Amber Dubey, partner and India head of aerospace and defence at global consultancy KPMG, explains. “The cash-strapped airline was grounded on December 17, 2014, during the peak winter season, due to non-payment of dues to oil companies. Had the airline been shut down, its share certificates would have been rendered worthless. So from a layman’s perspective, the interest of minority shareholders has already been protected with the revival of the near-defunct airline. Media reports suggest that SEBI may consider granting an exemption from open offer to SpiceJet under sections 10 and 11 of SAST Regulations.”
Adds corporate lawyer Gaurang Kanth, “It appears from secondary sources that a ‘Scheme of reconstruction and revival for the takeover of ownership, management and control of SpiceJet Limited’ was filed before the competent authority, the (Union) ministry of civil aviation, and that such a scheme has since received the ministry’s approval.” This apparently takes decision-making from sebi’s hands. “This interpretation, however, may have a potential of misuse,” adds Kanth.
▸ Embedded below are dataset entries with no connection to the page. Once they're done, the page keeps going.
PR #2076, opened 2026-08-31
Drop the unconditional multi-series split rule from the VegaLite prompt

### LINKED ISSUE #2073: VegaLiteAgent splits single-series line charts that should be aggregated
The multi-series split rule at `VegaLiteAgent/main.jinja2` line 12 tells the model to split a line on any categorical column that separates the rows into more than one series. It over-triggers. With a `lat` column present, a request for one aggregated line comes back as one line per latitude.

Neutral prompt, "Plot the mean air temperature in Celsius over time", over a `(time, lat, temp)` table with 17 latitudes. Each generated spec was compiled and scored on whether its path mark ended up inside a `group` with `from.facet.groupby` set, so nothing depends on eyeballing the chart. N=30 per arm.

| `main.jinja2` | split a path it should have aggregated |
| --- | --- |
| as shipped | 24/30 (80%) |
| line 12 deleted | 6/30 (20%) |

Fisher exact two sided, p = 6.3e-06.

The same rule produces the same effect in `main_altair.jinja2` when it is added there: 5/30 without it, 29/30 with it.

The rule itself is correct about what a split does. What it lacks is any condition on whether the request actually asked for several series, so the model treats whatever column is lying around as a series column. Worth noting this is the opposite failure from #1887, which I could not reproduce at all across 100 generations.

7487:
Removes line 12 of `VegaLiteAgent/main.jinja2`, per the measurements in #2073. The rule's antecedent — "a categorical column separates the rows into more than one series" — is a property of the table, not of the request, so it prescribes a split whenever a spare categorical column exists, whatever was asked.

To confirm the rule actually reaches the model in the single-series case rather than being gated somewhere upstream, I rendered the template through the same environment `lumen.ai.utils.render_template` builds (`FileSystemLoader` over `PROMPTS_DIR`, `StrictUndefined`) with the issue's scenario — a `(time, lat, temp)` table and the request "Plot the mean air temperature in Celsius over time":

- the rule lands verbatim at line 12 of the rendered prompt; there is no Jinja guard around it in `main.jinja2` or any parent block (`BaseViewAgent`, `Agent`, `Actor`), and nothing keys it to the request
- with `lat` in the table its antecedent is already satisfied, so the rendered prompt instructs a `color`/`detail` split on a request for one aggregated line

Deletion rather than an intent-conditioned rewrite, because deletion is the only variant with measurements behind it (24/30 → 6/30 wrong splits in #2073; the inverse in #2072, 5/30 → 29/30 when the rule is added to the Altair prompt), and GUIDANCE.md wants rules added against observed failures — the zigzag this one guarded against was not reproducible (#1887, 0/100). The multi-line example and the Legends section still carry the split pattern for requests that do ask for several series.

`lumen/tests/ai/test_prompts.py` (371 checks), `test_vega_lite.py`, and `test_agents.py` pass on the branch.

Fixes #2073

🤖 Generated with [Claude Code](https://claude.com/claude-code)

### DIFF
--- a/lumen/ai/prompts/VegaLiteAgent/main.jinja2
+++ b/lumen/ai/prompts/VegaLiteAgent/main.jinja2
@@ -9,7 +9,6 @@ Every visualization must:
 - Use `data: {name: {{ memory['table'] }}}` with exact column names from source; a choropleth joined to external boundaries is the one exception (see Key Patterns)
 - Wrap all marks in `layer` array, each with own `mark` and `encoding`
 - Focus on ONE primary metric or relationship per chart
-- If a categorical column separates the rows into more than one series, split on it with `color` (or `detail` when no legend is wanted). A `line` or `area` mark with no split joins points across series and produces a zigzag: two products sharing the same months, drawn as one line, alternate between them.
 - Give the chart its own narrative title *inside the spec*: `title: {text: ..., subtitle: ...}` (see title example). This is the only title that renders above the plot; the `title` field on the chart entry is a tab label and never appears in the chart itself.
   - `title.text` states the finding, not the variables: "Revenue fell 12% after the March price change", NOT "Revenue by Month". If it contains no claim, it is not a title yet.
   - `title.subtitle` adds a second fact from the data ("Enterprise accounts drove the whole decline"). Never describe the chart's own construction — "Stacked bars show revenue by segment" tells the reader what they can already see. Keep it under ~60 characters or it clips.
--- a/lumen/ai/prompts/VegaLiteAgent/main.jinja2
+++ b/lumen/ai/prompts/VegaLiteAgent/main.jinja2
@@ -9,6 +9,7 @@ Every visualization must:
 - Use `data: {name: {{ memory['table'] }}}` with exact column names from source; a choropleth joined to external boundaries is the one exception (see Key Patterns)
 - Wrap all marks in `layer` array, each with own `mark` and `encoding`
 - Focus on ONE primary metric or relationship per chart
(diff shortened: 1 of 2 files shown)


lumen/ai/prompts/VegaLiteAgent/main.jinja2
```diff
@@ -9,7 +9,6 @@ Every visualization must:
 - Use `data: {name: {{ memory['table'] }}}` with exact column names from source; a choropleth joined to external boundaries is the one exception (see Key Patterns)
 - Wrap all marks in `layer` array, each with own `mark` and `encoding`
 - Focus on ONE primary metric or relationship per chart
-- If a categorical column separates the rows into more than one series, split on it with `color` (or `detail` when no legend is wanted). A `line` or `area` mark with no split joins points across series and produces a zigzag: two products sharing the same months, drawn as one line, alternate between them.
 - Give the chart its own narrative title *inside the spec*: `title: {text: ..., subtitle: ...}` (see title example). This is the only title that renders above the plot; the `title` field on the chart entry is a tab label and never appears in the chart itself.
```
ghostiee-11, line 13: This drops the only guard against the #1887 zigzag entirely, not just the over-triggering case #2073 measured. Condition it instead of removing it, split or aggregate, never leave rows un-aggregated and un-split.

```suggestion
- If rows share an x-value only because of an un-aggregated categorical column, either aggregate across it (e.g. `transform: [{aggregate: [...], groupby: [x]}]`) for a single overall series, or split it with `color`/`detail` for a breakdown. Leaving it un-aggregated and un-split joins points across categories into one zigzagging line.
- Give the chart its own narrative title *inside the spec*: `title: {text: ..., subtitle: ...}` (see title example). This is the only title that renders above the plot; the `title` field on the chart entry is a tab label and never appears in the chart itself.
```

ghostiee-11 (approved):

ghostiee-11:
Thanks @7487 for the fix :)

PR #2077, opened 2026-08-31
Preserve GeoDataFrame CRS at DuckDBSource ingest points

### LINKED ISSUE #1904: GeoDataFrame CRS is dropped through DuckDBSource's WKB roundtrip
### Summary

`DuckDBSource.get()` returns a `GeoDataFrame`, but its CRS is always `None`, even when the underlying `GEOMETRY` data is in a known CRS (e.g. EPSG:4326). The geometry is round-tripped through WKB (`ST_AsWKB(...)` then `GeoSeries.from_wkb(...)`), and WKB carries no CRS, so it is lost.

This matters now that #1903 routes geometry columns to maps: `get_dataframe_schema` reports a `crs`/`geographic` flag that the map agents use to choose between a basemap map (DeckGL) and a flat 2D plot (hvPlot). With the CRS dropped, geographic (lat/lon) data reads as `geographic: False` and mis-routes.

### Reproduce

```python
from lumen.util import get_dataframe_schema

# a duckdb file whose `countries` table has a GEOMETRY column in EPSG:4326
src = DuckDBSource(uri="geo.db")
gdf = src.get("countries")
print(gdf.crs)  # -> None   (expected EPSG:4326)

props = get_dataframe_schema(gdf)["items"]["properties"]["geometry"]
print(props)    # -> {..., 'crs': None, 'geographic': False}
```

### Cause

`DuckDBSource._fetch_df` rebuilds geometry with:

```python
df[col] = gpd.GeoSeries.from_wkb(df[col].apply(bytes))
```

`from_wkb` defaults to `crs=None`, and DuckDB's `GEOMETRY` type is SRID-less, so the CRS cannot be recovered from the fetched bytes.

### Suggested fix

Track the CRS at the Lumen level rather than trying to read it back from DuckDB: capture it when the data is ingested (`read_geo_file` / the `GeoDataFrame` handed to `DuckDBSource` already knows it), persist it as table metadata on the source, and re-apply it in `_fetch_df` via `GeoSeries.from_wkb(..., crs=...)`.

### Impact

- Correct DeckGL-vs-hvPlot routing for geographic data (#1903).
- Enables reprojection and correct multi-layer overlays.

Found while testing #1903 (geopandas end-to-end). Repro verified locally.

7487:
The reapply half of this is already in place since #1996: `_fetch_df` rebuilds geometry from WKB with the CRS taken from the column type (`GEOMETRY('EPSG:4326')`) or the `geometry_crs` param. What was still missing is the capture half at the ingest points that know the CRS but dropped it:

- **A GeoDataFrame handed to `DuckDBSource` (`from_df` or `mirrors`) crashed outright** with `Not implemented Error: Data type 'geometry' not recognized` — DuckDB's pandas scanner does not understand the geometry dtype. Both paths now route through a shared `_ingest_table`, which materializes geometry columns via WKB + `ST_GeomFromWKB` into a native GEOMETRY table (a view over the registered frame would be invisible to the cursors queries run on) and records the frame's CRS on `geometry_crs` for `_fetch_df` to reapply. This also unblocks `from_df` callers like the source agent and ingest results when an action returns geographic data.
- **`UI._resolve_geo_source` discarded the CRS `read_geo_file` captures**: it forwarded the `initializers` from `source_params` but not `geometry_crs`, so a geospatial file passed at startup (the gh-1900 path) came back with `crs=None` and `get_dataframe_schema` reported `geographic: False`, mis-routing lat/lon data to a flat plot instead of a basemap.

Before/after on the startup path:

```python
src = UI._resolve_data(['counties.geojson'])[0]  # file is EPSG:4326
src.get('counties').crs   # None -> EPSG:4326
```

An explicitly set `geometry_crs` still wins over the ingested one, and a frame without geometry columns takes the exact same `from_df().to_view()` path as before.

Tests cover all three paths (`from_df`, `mirrors`, startup file); the skip guard for a missing spatial extension only triggers on spatial-related errors so a regression of the geometry-dtype crash still fails instead of skipping. Ran `test_duckdb.py` (79 passed) and `test_ui.py` (88 passed, 5 pre-existing skips) locally; `ruff`/`isort` clean against the repo baseline.

Fixes #1904

🤖 Generated with [Claude Code](https://claude.com/claude-code)

### DIFF
--- a/lumen/sources/duckdb.py
+++ b/lumen/sources/duckdb.py
@@ -217,7 +217,7 @@ class DuckDBSource(BaseSQLSource):
         geometry columns pass through WKB and ST_GeomFromWKB into a native
         GEOMETRY table instead. WKB carries no CRS, so each column's CRS is
         recorded on its GEOMETRY('<crs>') column type for `_fetch_df` to
-        reapply after fetching (gh-1904).
+        reapply after fetching.
         """
         geom_cols = geometry_columns(df)
         if not geom_cols:
--- a/lumen/sources/duckdb.py
+++ b/lumen/sources/duckdb.py
@@ -34,6 +34,11 @@ if TYPE_CHECKING:
 GEOMETRY_CRS = re.compile(r"GEOMETRY\('(.+)'\)")
 
 
+def _quote_ident(ident: str) -> str:
+    """Quote a SQL identifier, escaping embedded double quotes."""
+    return '"{}"'.format(ident.replace('"', '""'))
+
+
 class DuckDBSource(BaseSQLSource):
     """
     DuckDBSource provides a simple wrapper around the DuckDB SQL
@@ -77,8 +82,8 @@ class DuckDBSource(BaseSQLSource):
     geometry_crs = param.String(default=None, allow_None=True, doc="""
         CRS to reapply to geometry columns after the WKB roundtrip through
         DuckDB, used as a fallback when the column type carries no CRS of its
-        own. Populated from the source data at ingest; may also be set
-        explicitly for a known dataset.""")
+        own. May be set explicitly for a known dataset; an ingested frame
+        instead records its CRS on the GEOMETRY column type itself.""")
 
     read_only = param.Boolean(default=None, doc="""
         Whether to open the DuckDB database in read-only mode.""")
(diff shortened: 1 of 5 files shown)


lumen/sources/duckdb.py
```diff
@@ -188,21 +189,55 @@ def update(e, table=table):
                     df = as_pandas(e.new)
                     for col in df.select_dtypes(include=['string']).columns:
                         df[col] = df[col].astype(object)
-                    self._connection.from_df(df).to_view(table)
+                    self._ingest_table(table, df)
```
ghostiee-11, line 197: No try/except here, unlike the init loop below. A mirror flipping between geometry and non-geometry data raises an uncaught CatalogException (view vs table).

lumen/sources/duckdb.py
```diff
@@ -188,21 +189,55 @@ def update(e, table=table):
...
+        selected = ', '.join(
+            f'ST_GeomFromWKB("{c}") AS "{c}"' if c in geom_cols else f'"{c}"'
+            for c in df.columns
+        )
+        self._connection.execute('INSTALL spatial;\nLOAD spatial;')
+        self._connection.register(f'{name}__wkb', wkb)
+        # Materialized as a real table: a view over the registered frame would
+        # be invisible to the cursors queries run on.
+        self._connection.execute(
+            f'CREATE OR REPLACE TABLE "{name}" AS SELECT {selected} FROM "{name}__wkb"'
```
ghostiee-11: Name and column go into raw SQL unescaped for embedded quotes, unlike the existing to_view path.

lumen/sources/duckdb.py
```diff
@@ -188,21 +189,55 @@ def update(e, table=table):
...
+        )
+        self._connection.unregister(f'{name}__wkb')
+        if crs is not None and not self.geometry_crs:
```
ghostiee-11: geometry_crs is set once and never revisited. A source with multiple geometry tables of different CRS silently mislabels every table after the first.

lumen/sources/duckdb.py
7487: Good catch — the flip raised in both directions, since CREATE OR REPLACE only replaces a relation of its own kind. Fixed at the root in `_ingest_table` rather than wrapping the callback: it now drops a leftover relation of the other kind before creating (45114a6), so neither the mirror callback nor the init loop can hit the CatalogException — and a try/except in the callback would have silently dropped the update instead. Covered by `test_duckdb_ingest_flips_between_geometry_and_plain`.

lumen/sources/duckdb.py
7487: Fixed in 45114a6: identifiers now go through a `_quote_ident` helper (embedded quotes doubled) everywhere they are interpolated — here and in the `_fetch_df` WKB wrapper, which had the same hole on the read side. `test_duckdb_geometry_ingest_quotes_identifiers` round-trips a column named `na"me`.

lumen/sources/duckdb.py
7487: Right — first-wins mislabeled every later table. DuckDB can carry the CRS on the column type itself (`GEOMETRY('EPSG:4326')`), which `_fetch_df` already prefers over the param, so 45114a6 bakes each column's CRS into the type at ingest via `ST_GeomFromWKB(...)::GEOMETRY('<crs>')` and drops the param mutation entirely; `geometry_crs` stays as an explicit fallback only. `test_duckdb_from_df_geodataframes_keep_distinct_crs` covers two tables with different CRS (4326 + 3857).

ghostiee-11 (approved):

That may well be so, but in the absence of clear statements explaining their stances from the regulatory bodies, tongues will continue to wag. This applies in particular to a government that has recently stressed—via finance minister Arun Jaitley—that there was no scam in the first year of Modi sarkar. “The corridors are empty, and the silence cheery,” wrote Jaitley in a Facebook post recently, pointing to “the difference between UPA’s crony capitalism and institutional destruction and nda’s liberalisation and anti-corruption”. The onus is on the government to come clean on the SpiceJet deal.
Flying Around In Circles
Many questions around the government-assisted SpiceJet deal between Ajay Singh and the Marans
- Marketshare 9.2%
- Daily flights 245 to 41 destinations
- Aircraft strength 20 Boeings, 15 Bombardier Q400s
- Assets Rs 20,000crore
- Market capitalisation Rs 1,085crore
- Accumulated losses in Dec 2014 Rs 3,000crore
- The airline was grounded in December 2014. The owner, Kalanidhi Maran, approached Ajay Singh to buy the airline
- Singh is known to be close to BJP and was an integral part of prime minister Narendra Modi’s campaign machinery
- Singh took over 58.46% of the Kalanidhi and Kal Airways stake at an undisclosed sum; he currently holds 60.31%; 39.69% is publicly held
- Singh is bringing in Rs 1,500 crore in three tranches to revive the airline
- Why was the deal value not disclosed when it is mandatory according to SEBI rules?
- Why was an open offer not made to other shareholders, as per SEBI rules?
- Why was Ajay Singh’s source of funds not examined closely?
- Why have SEBI and various govt departments maintained a sphinx-like silence on the deal?
- Why did the government approach Ajay Singh, as he says, to take over SpiceJet if it did no such thing for Kingfisher?